O presidente do Banco Central voltou a dizer que não tem planos fechados para depois de 2024. O mandato dele à frente da autoridade monetária termina no dia 31 de dezembro. A partir do ano que vem, o presidente da República, Luiz Inácio Lula da Silva, deve indicar outro nome para substituí-lo.

“Todo dia eu leio um plano novo no jornal ou, às vezes, minha esposa vem falar: ‘li aqui um negócio, de que vai fazer isso.’ Eu sempre fico surpreendido, porque eu não tenho plano nenhum”, afirmou Campos Neto, durante um evento da Monte Bravo Corretora, em São Paulo. “A única coisa que posso garantir é que vou dar um descanso durante um tempo.”

Antes de encerrar a participação no evento, Campos Neto completou: “Uma coisa que posso dizer para vocês é que vocês não sabem o quanto abre a sua mente quando você não tem de ficar olhando para uma telinha com preço subindo e caindo o dia inteiro.”

O presidente do Banco Central, Roberto Campos Neto, reforçou ainda que existem dúvidas sobre o impacto da calamidade no Rio Grande do Sul para a atividade econômica do País, cuja expectativa de crescimento foi revisada pela instituição para 1,9% no Relatório Trimestral de Inflação (RTI) de março. As incertezas pairam especialmente para o segundo trimestre, pontuou Campos Neto, observando ainda que existe uma oscilação em termos de expectativa.

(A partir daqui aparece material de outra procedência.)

PR #49, opened 2024-03-19
Propagate opentelemetry tracing headers in requests to limitador

adam-cattermole:


src/filter/http_context.rs
```diff
@@ -207,6 +214,15 @@ impl HttpContext for Filter {
     fn on_http_request_headers(&mut self, _: usize, _: bool) -> Action {
         info!("on_http_request_headers #{}", self.context_id);
 
+        let req_headers = self.get_http_request_headers();
+        for (header, value) in req_headers.iter() {
+            match header.as_str() {
+                "traceparent" | "tracestate" | "baggage" => {
```
eguzki, line 220: `self.get_http_request_headers` returns lowercase header names? in other words, if the header is `TraceParent`, is the value captured? According to https://w3c.github.io/trace-context/#traceparent-header

```
The header name is [ASCII case-insensitive](https://infra.spec.whatwg.org/#ascii-case-insensitive). That is, TRACEPARENT, TraceParent, and traceparent are considered the same header. The header name is a single word; it does not contain any delimiters such as a hyphen.
```

adam-cattermole: Yep from what I could tell no matter the provided format the headers were retrieved in lowercase - perhaps due to this https://www.envoyproxy.io/docs/envoy/latest/configuration/http/http_conn_man/header_casing

I could add a `.to_lowercase()` before the match for safety in case though. Also considering moving the three header strings out to constants

eguzki: if it's only used there, no need for a constant.

eguzki:
### verification steps

* Run devel env

```
make development
```
> This is currently failing but easily fixed with
```diff
diff --git a/Makefile b/Makefile
index 7808041..5362a26 100644
--- a/Makefile
+++ b/Makefile
@@ -61,10 +61,10 @@ $(WASM_RELEASE_PATH): $(RUST_SOURCES)
        make -C $(PROJECT_PATH) -f $(MKFILE_PATH) build
 
 development: $(WASM_RELEASE_PATH)
-       docker-compose up
+       docker compose up
 
 stop-development:
-       docker-compose down
+       docker compose down
 
 # get-protoc will download zip from $2 and install it to $1.
 define get-protoc
```
* Send a request that will hit limitador with a `Traceparent` header (upper case `T` used on purpose)
```
curl -H "Host: test.c.com" -H "x-forwarded-for: 127.0.0.1" -H "My-Custom-Header-01: my-custom-header-value-01" -H 'Traceparent: 00-80e1afed08e019fc1110464cfa66635c-7a085853722dc6d2-01' -H "x-dyn-user-id: bob" http://127.0.0.1:18000/get
```

Expected to see in limitador's logs the `traceparent`

```
limitador-1  | 2024-03-21T16:28:47.739377Z DEBUG should_rate_limit: limitador_server::envoy_rls::server: Request received: Request { metadata: MetadataMap { headers: {"te": "trailers", "grpc-timeout": "5000m", "content-type": "application/grpc", "traceparent": "00-80e1afed08e019fc1110464cfa66635c-7a085853722dc6d2-01", "x-envoy-internal": "true", "x-forwarded-for": "172.21.0.4", "x-envoy-expected-rq-timeout-ms": "5000"} }, message: RateLimitRequest { domain: "rlp-ns-C/rlp-name-C", descriptors: [RateLimitDescriptor { entries: [Entry { key: "limit_to_be_activated", value: "1" }], limit: None }, RateLimitDescriptor { entries: [Entry { key: "source.address", value: "127.0.0.1:0" }], limit: None }, RateLimitDescriptor { entries: [Entry { key: "request.headers.My-Custom-Header-01", value: "my-custom-header-value-01" }], limit: None }, RateLimitDescriptor { entries: [Entry { key: "user_id", value: "bob" }], limit: None }], hits_addend: 1 }, extensions: Extensions }

```

eguzki (approved):

eguzki:
@adam-cattermole nitpick: does it makes sense to use some external library, as a new dep [strum](https://docs.rs/strum/0.26.2/strum/), for such a simple thing as to iterate few values?

adam-cattermole:
> @adam-cattermole nitpick: does it makes sense to use some external library, as a new dep [strum](https://docs.rs/strum/0.26.2/strum/), for such a simple thing as to iterate few values?

I had the same thought on this - I'm wondering if there's a nice alternative that would allow us to simply add/remove from the `TracingHeader` enum without changing anything else.

src/filter/http_context.rs
```diff
@@ -6,33 +6,36 @@ use crate::envoy::{
...
 use std::time::Duration;
-use strum::IntoEnumIterator;
-use strum_macros::EnumIter;
 
 const RATELIMIT_SERVICE_NAME: &str = "envoy.service.ratelimit.v3.RateLimitService";
 const RATELIMIT_METHOD_NAME: &str = "ShouldRateLimit";
 
 // tracing headers
-#[derive(EnumIter)]
+#[derive(Clone)]
```
alexsnaps, line 22: Not hurtful, but I don't know we clone that anywhere...

alexsnaps (approved):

“Temos visto oscilação grande em termos de expectativa, não só no custo de reconstrução mas também no impacto de crescimento, então estamos nos aprofundando um pouco nisso. Vai ter esse elemento incerteza de curto prazo, e precisa entender como isso vai se dar mais ao médio prazo, qual tipo de reconstrução”, disse Campos Neto, lembrando que o PIB gaúcho representa 6,5% do PIB brasileiro.
O presidente do Banco Central apontou que a autoridade monetária percebeu em estudos recentes que, na relação de eventos por anomalias climáticas, os acontecimentos com enchentes são os que mais crescem.

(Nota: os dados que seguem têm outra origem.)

PR #52, opened 2024-04-29
Wasm server

eguzki:
All the info available https://github.com/Kuadrant/kuadrant-operator/pull/593


Dockerfile.server
```diff
@@ -0,0 +1,37 @@
+# ------------------------------------------------------------------------------
```
eguzki, line 1: I would like to reuse the building stage, which has been copied&pasted from the `Dockerfile`. Ideas?

eguzki:
decided not to build custom service to serve wasm binaries

PR #54, opened 2024-05-29
Fix tests

eguzki:
### What

Fix broken tests since https://github.com/Kuadrant/wasm-shim/pull/49. That included more host calls that are not expected by the test framework.

Depends on https://github.com/Kuadrant/wasm-test-framework/pull/3 (test will fail until PR is merged in the wasm-test-framework)

Additionally, create it's own GH actions workflow for tests. The existing workflow was running nightly basis and it was automatically disabled after 60 days of inactivity on the project.


.github/workflows/tests.yaml
```diff
@@ -0,0 +1,33 @@
+---
+name: Tests
+
+on:
+  push:
+    branches:
+      - '*'
```
didierofrivia, line 7:
```suggestion
      - 'main'
```

didierofrivia (approved):
Maybe change the workflow event on push only to main branches and it´s good to go!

O apontamento foi feito enquanto Campos Neto indicava os dados históricos da inflação, contextualizando o que aconteceu na pandemia, quando o índice passou a subir em países desenvolvidos, que, à época, não acreditavam que o fenômeno poderia ser permanente.
Lá, lembrou o presidente do BC, a inflação foi em grande parte puxada por energia e alimentos, momento em que os banqueiros centrais tiveram dificuldade de fazer um diagnóstico do avanço de preços, por estarem pouco acostumados – diferente do Brasil, que já estaria mais preparado para enfrentar a alta inflacionária por experiências prévias. Nos países emergentes, disse Campos Neto, os alimentos tiveram um peso maior na inflação do que a energia.

Para Campos Neto, o aprendizado do período foi o entendimento de que, a partir de um nível de difusão, a inflação se torna muito mais permanente, o que acabou sendo percebido nos países desenvolvidos.
Agora, os eventos mais recentes em relação a preço de alimentos estão relacionados a questões climáticas, observou o banqueiro central. “O que tem acontecido mais recente em preço de alimentos, com anomalia climática, os eventos acontecem com maior frequência e intensidade”, disse.